Europe in These Times - Alone In the Gray City
Stuttgart, Germany, 02 October 2021
I am walking by myself through downtown Stuttgart, the clouds of the city’s seemingly ever-gray sky blunting the last of the day’s sunlight. It’s just past seven and the Saturday night Mass at the St. Maria Kirche has concluded. It is a church that is dark inside and out, old brown stone covered by a wood ceiling, the windows set high, with deeply-colored stained glass panes that admit few rays of what little light can be found outdoors. But what gives the plain church its distinct feel are the installed interior lights, hanging down by a thin cord or rod some twenty or thirty feet from the ceiling above, spaced out and with a single bulb each, creating an effect in which there is only visibility in the fifteen or so lowest feet of the space. Everything above, all of the space extending up to the ceiling, remains unlit. The resulting sense of isolation is magnified by the necessary COVID precautions that have been taken: with the pews removed and the floor covered in unfinished plywood, the parishioners sit in single chairs, spaced six feet apart. COVID, too, has dis-incentivized social interaction, and so when mass concludes, we step away from our sequestered chairs and stride silently from the gloom of the interior to the gloom of the exterior.
This is the only English-language Mass in the city proper, attracting the three-dozen or so non-German-speaking residents that have no other option for their weekly Communion. It is a diverse group; judging by accents and passing bits of conversation, we are from Pakistan and Australia, Ireland and the Netherlands, India and Indonesia. Of the two ladies who lead the singing, one is Filipina and the other English. A priest who presides occasionally is also unmistakably English, while the one who does so most often is West African (by his own description, although he has not specified which country). I suspect that I am at times, but certainly not always, the only American at the Mass.
As I walk through downtown I am thinking that this is the first time in my life that the regular Mass I attend is, in no uncertain terms, a Mass for foreigners. I’ve known of and attended services in multiple languages, and I’m certainly aware of Masses held especially for given immigrant communities. But I wonder about the prevalence of catch-all Masses like the one I now regularly attend, designed not for a community with a common background, but rather for all those who simply don’t fit in. I’ve lived in Boston, where at St. Leonard of Port Maurice in the North End, the main Sunday Mass is still offered in Italian; but (as those familiar with the North End would well know) that Mass exists because it caters to the interests of longtime residents. The same was true for the Spanish-language Masses at my church in Miami. While living in Panama, I simply attended Mass in the Spanish, as there were no English services to be found in my city. It is only here, in Germany, that I have ever known of or had to attend a service designed not for a specific community, but simply for outsiders like me.

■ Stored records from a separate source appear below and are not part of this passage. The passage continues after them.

PR #3578, opened 2021-08-05
Avoid bad pattern of wildcard fees

gavofyork:
Alters the two XCM dispatchables so that the `BuyExecution` uses the first Asset in the list to purchase fees, rather than `MultiAsset::All`, which is not a pattern that will be supported in the upcoming XCM v1.

## Migration

`pallet_xcm::Config` has an extra item `type LocationInverter`. This should be the same definition as declared in the `xcm_executor::Config`, typically:

```
type LocationInverter = LocationInverter<Ancestry>;
```


KiChjang (commented):
Code-wise looks ok, I'm just wondering how we can enforce that the first element in the `assets` vector is going to be used for fee payment (or whether it is at all desirable in this point in time to have any such kind of enforcement, programmatically or otherwise).

KiChjang (approved):

PR #3580, opened 2021-08-05
Chore: Mass replace `,);` pattern

pepyakin:
Mass replace `,);` pattern to `);`. 

This is an artifact left by rustfmt being conservative. Specifically, it is not dare to remove the comma from macro invocations because it cannot know if it changes the semantics.

The exception is with type declarations `(Type,);` which denotes type which is a tuple of one element. If we remove the comma it will become the type itself.

Obviously this PR doesn't intend to change semantics.

### DIFF
--- a/bridges/modules/currency-exchange/src/lib.rs
+++ b/bridges/modules/currency-exchange/src/lib.rs
@@ -470,7 +470,7 @@ mod tests {
 			assert_ok!(Exchange::import_peer_transaction(
 				Origin::signed(SUBMITTER),
 				(true, transaction),
-			),);
+			));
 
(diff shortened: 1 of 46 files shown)


HCastano (approved):
If you want your OCD forever satisfied you'll also need to open a PR in `parity-bridges-common` with this 😛

pepyakin:
One day, one day... But is this fine that I modify the bridges code here?

HCastano:
> One day, one day... But is this fine that I modify the bridges code here?

Yeah it's fine, but next time the subtree gets updated these changes will be blown out and you'll have to re-fix them

bkchr (approved):

PR #3555, opened 2021-08-02
Guard against XCM recursive bombs by setting a recursion limit

KiChjang:
Part of #2841.

PR #3563, opened 2021-08-03
Add Benchmarking Pipeline to XCM

shawntabrizi:
supersedes https://github.com/paritytech/polkadot/pull/3534

PR #3586, opened 2021-08-06
Harden XCM v1 for Recursions

shawntabrizi:
Taking: https://github.com/paritytech/polkadot/pull/3555

And making it work for XCM v1


runtime/test-runtime/src/lib.rs
```diff
@@ -488,6 +489,31 @@ impl parachains_ump::Config for Runtime {
...
 
+parameter_types! {
+	pub const BaseXcmWeight: frame_support::weights::Weight = 1_000;
+	pub const AnyNetwork: xcm::latest::NetworkId = xcm::latest::NetworkId::Any;
+}
+
+pub type LocalOriginToLocation = xcm_builder::SignedToAccountId32<Origin, AccountId, AnyNetwork>;
+
+impl pallet_xcm::Config for Runtime {
+	// The config types here are entirely configurable, since the only one that is sorely needed
```
kianenigma, line 500:
```suggestion
	// The config types here are entirely configurable, since the only one that is surely needed
```

?

runtime/test-runtime/src/xcm_config.rs
```diff
@@ -0,0 +1,91 @@
...
+);
+
+pub struct DoNothingRouter;
+impl SendXcm for DoNothingRouter {
+	fn send_xcm(_dest: MultiLocation, _msg: Xcm<()>) -> XcmResult {
+		Ok(())
+	}
+}
+
+pub type Barrier = AllowUnpaidExecutionFrom<All<MultiLocation>>;
```
kianenigma, line 46: This is better than `struct YesItShould` that I put for benchmarking mock, perhaps use this there as well: https://github.com/paritytech/polkadot/pull/3563/files#diff-4956fec0e6b5a0cf3ad1a1980b05285ac79c5a91d5edb15863d19b1519e8ae40R21

xcm/xcm-executor/integration-tests/src/lib.rs
```diff
@@ -0,0 +1,141 @@
...
+		polkadot_test_runtime::Call::Xcm(pallet_xcm::Call::execute(
+			Box::new(msg.clone()),
+			1_000_000_000,
+		)),
+		sp_keyring::Sr25519Keyring::Alice,
+	);
+
+	block_builder.push_polkadot_extrinsic(execute).expect("pushes extrinsic");
+
+	let block = block_builder.build().expect("Finalizes the block").block;
```
kianenigma, line 69:
```suggestion
	let block = block_builder.build().expect("finalizes the block").block;
```

xcm/xcm-executor/integration-tests/src/lib.rs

It is not at all a sad thought, despite the dimness of the setting and the lack of interaction amongst the parishioners. We, the English-speakers of Stuttgart, are indeed all foreigners—the priest, the singers, the lectors, me and every other parishioner in our little chairs dutifully spaced six feet apart. But there are motivations that brought us, and continue to bring us, here, even if the pandemic keeps us isolated from, and strangers to, each other. Just as we each made a choice to come to this place from some other corner of the world, we each make a weekly choice to be here in the same place, masks on and socially distant in the near-dark. There is indeed a tinge of loneliness in that setting, albeit one that produces gratitude rather than sadness—for there I find, in a quiet and dim church, in a cold and gray city, in the midst of a global pandemic, a consolation that I imagine has sustained many throughout millennia, that must indeed sustain my fellow parishioners each week: the Mass goes on.